Re: bash using awk and amp to write between the passing variable
Posted: Thu Jul 21, 2022 7:42 am
by blumenwesen
Re: bash using awk and amp to write between the passing variable
Posted: Thu Jul 21, 2022 8:25 am
by MochiMoppel
If it has to be awk, then this should work:
Code: Select all
echo "02:43 (03:36)945 7 :0 1 07:37 - 08:59 (01:21)" | awk '{ while(/[0-9] [0-9]/){a=gensub(/(.*[0-9]) ([0-9].*)/,"\\1+\\2", "g");$0=a} print a}'
At least let's put this into a readable format:
Code: Select all
echo "02:43 (03:36)945 7 :0 1 07:37 - 08:59 (01:21)" | awk '{
while (/[0-9] [0-9]/)
{
a = gensub(/(.*[0-9]) ([0-9].*)/, "\\1+\\2", "g")
$0 = a
}
print a
}'
[EDIT] Another way would be to forget about awk, sed and perl and do it with pure bash.
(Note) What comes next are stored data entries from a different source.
Issue #2070, opened 2026-08-24
Carve drain convergence: land #1872 in stages, serial-runs first


marmos91:
Tracking issue for the staged work that closes #1872. Splits it so the risky half (the flip chain) comes last and may turn out not to be needed.

Supersedes the approach in #1875 (draft, closed): that PR fixed both defects in one diff by hoisting the block builder *and* the dispatcher to file scope, which forces `flipUpTo`'s ordered chain to span runs. It regressed on hardware — blocks committed continuously while `UnsyncedBytes` stayed flat at 644 MiB, i.e. records were never flipped synced and the carve re-carved the same ranges forever. Root cause was never found. The obvious watermark-lag theory is wrong: `fileOff` is correctly reset per run.

The two defects behind #1872 are separable, which #1875 assumed they were not:

- **serial**: `carveRun` ends with `disp.wait()`, so runs upload one after another (~21 serial PUTs/s measured)
- **small objects**: a block is cut at every run boundary, so a 4 KiB run commits its own remote object

Only the second one touches the flip path. Fixing the first alone makes the drain *converge*, which is the actual user-visible bug — a randomly-written share's drain never finishes, so `dfsctl system drain-uploads` and eviction both fail.

## There is no reproduction of the stall

The unit level does not reproduce it. `carve_scatter_test.go` on the closed branch writes 200 non-contiguous 4 KiB runs, carves, and asserts `post-carve unsynced want 0` — it **passes on the branch that stalls on hardware** (`ok github.com/marmos91/dittofs/pkg/block/journal 0.905s`).

So the gap between the unit case and the rig case is where the bug lives:

| | unit test | rig |
| --- | --- | --- |
| files / shards | one / one | many |
| record shape | one interval per record | records carrying several fragments |
| prior state | fresh store | interleaved synced + cold intervals |
| row straddling | none | `extendRunToRowEnd` in play |
| dedup oracle | empty fake | real manifest lookups |
| invocation | one `Carve(Force:true)` | `Force:true` in a drain retry loop |
| scale | 800 KiB | 644 MiB |

Building a reproduction is step 3's entry price, not a warm-up for it. Steps 1 and 2 are unaffected — that is the argument for doing them first.

## Steps

[...]

PR #2071, opened 2026-08-24
fix(engine): hold the per-file commit lock while reaping superseded manifest rows

marmos91:
Part of #2070 (which stages the fix for #1872). Self-contained — it does not depend on the carve-concurrency work and can land on its own.

## The defect

`CommitBlock` takes a striped per-file mutex (`carveCommitLocks.forKey`) before writing manifest rows, because that write ends in `ProjectManifestToBlocks` — a read-modify-write of the file's `File.Blocks` row — and badger's SSI aborts concurrent writers to the same row. That lock is what keeps a file's concurrent carve commits off each other; without it the retry budget drains and the conflict surfaces as EDEADLK.

Both `ReapSupersededManifest` implementations performed the same `File.Blocks` write **without** taking that lock.

It was unreachable while carve runs were serial: a run reaps only after its own `disp.wait()` has drained every commit for that run, and no sibling run has started. Making runs concurrent (the next change in #2070) exposes it two ways — reap racing a sibling reap, and reap racing a sibling run's still-in-flight `CommitBlock`.

## Measured

The new test drives 8 goroutines at one file, alternating `CommitBlock` and `ReapSupersededManifest`. Every reap genuinely re-projects the row: `metadata.ReapSupersededManifest` calls `ProjectManifestToBlocks` on any non-empty span whether or not a row matched.

```
before the fix:  TransactionConflictsForTest() = 9
after the fix:   TransactionConflictsForTest() = 0
```

The failure is on the conflict counter rather than an error return — badger's retry loop absorbs the conflict, which is exactly why this would have degraded quietly under the workload the concurrency change targets.

## The change

Both sinks call one `reapSupersededManifest` helper that takes the stripe and holds it across the whole transaction, mirroring `commitManifestRows`. Badger's retry loop runs inside that single `WithTransaction` call, so every attempt is covered. `localBlockSink`'s nil-committer no-op is checked before the lock; `forKey`'s nil-receiver path keeps fixtures that wire no stripes working.

Not touched: `ManifestRowEndAfter`, the run-extension straddle lookup, is a read outside the lock. It is not a conflict source, but concurrent runs will each call it — tracked on #2070 rather than widened into this PR.

## Verified

`go test -race -count=1 ./pkg/block/engine/` green, including the pre-existing `TestLocalBlockSink_ConcurrentSameFileCommit_NoSSIConflict`. `go build ./...` and `go vet` clean.

### DIFF
--- a/pkg/block/engine/blocksink.go
+++ b/pkg/block/engine/blocksink.go
@@ -155,6 +155,10 @@ func (s localBlockSink) ReapSupersededManifest(ctx context.Context, id journal.F
 	if s.committer == nil {
 		return nil
 	}
+	if mu := s.commitLocks.forKey(string(id)); mu != nil {
+		mu.Lock()
+		defer mu.Unlock()
+	}
 	return s.committer.WithTransaction(ctx, func(tx metadata.Transaction) error {
 		return metadata.ReapSupersededManifest(ctx, tx, string(id), runStart, runEnd, newOffsets)
 	})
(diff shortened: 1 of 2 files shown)


marmos91:
@copilot review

Faster and doesn't even require regex:
Code: Select all
t='02:43 (03:36)945 7 :0 1 07:37 - 08:59 (01:21)'
while [[ $t = *[0-9]\ [0-9]* ]];do a=${t%[0-9] [0-9]*}; b=${t#*$a}; b=${b/ /+}; t=$a$b; done
echo "$t"
Re: bash using awk and amp to write between the passing variable
Posted: Thu Jul 21, 2022 4:17 pm
by Burunduk
MochiMoppel wrote: Thu Jul 21, 2022 8:25 am
Code: Select all
echo "02:43 (03:36)945 7 :0 1 07:37 - 08:59 (01:21)" | awk '{ while(/[0-9] [0-9]/){a=gensub(/(.*[0-9]) ([0-9].*)/,"\\1+\\2", "g");$0=a} print a}'
I'm trying to understand what are those greedy .* for. The pattern matches the whole string every time replacing only 1 space per iteration. Your sed example works without them. Another question, is it possible to construct a string that would require more than 2 iterations?
Code: Select all
echo "02:43 (03:36)945 7 :0 1 07:37 - 08:59 (01:21)" | awk '{while(/[0-9] [0-9]/){$0=gensub(/([0-9]) ([0-9])/, "\\1+\\2", "g")} print}'
echo "02:43 (03:36)945 7 :0 1 07:37 - 08:59 (01:21)" | awk '{for(i=2;i;i--){$0=gensub(/([0-9]) ([0-9])/, "\\1+\\2", "g")} print}'
Re: bash using awk and amp to write between the passing variable
Posted: Fri Jul 22, 2022 2:34 am
by MochiMoppel
Burunduk wrote: Thu Jul 21, 2022 4:17 pmI'm trying to understand what are those greedy .* for. The pattern matches the whole string every time replacing only 1 space per iteration. Your sed example works without them.
..and so would awk. I thought that awk needs them and didn't test .
Another question, is it possible to construct a string that would require more than 2 iterations?
You mean for blumenwesen's pattern? I dare to say: No, not possible.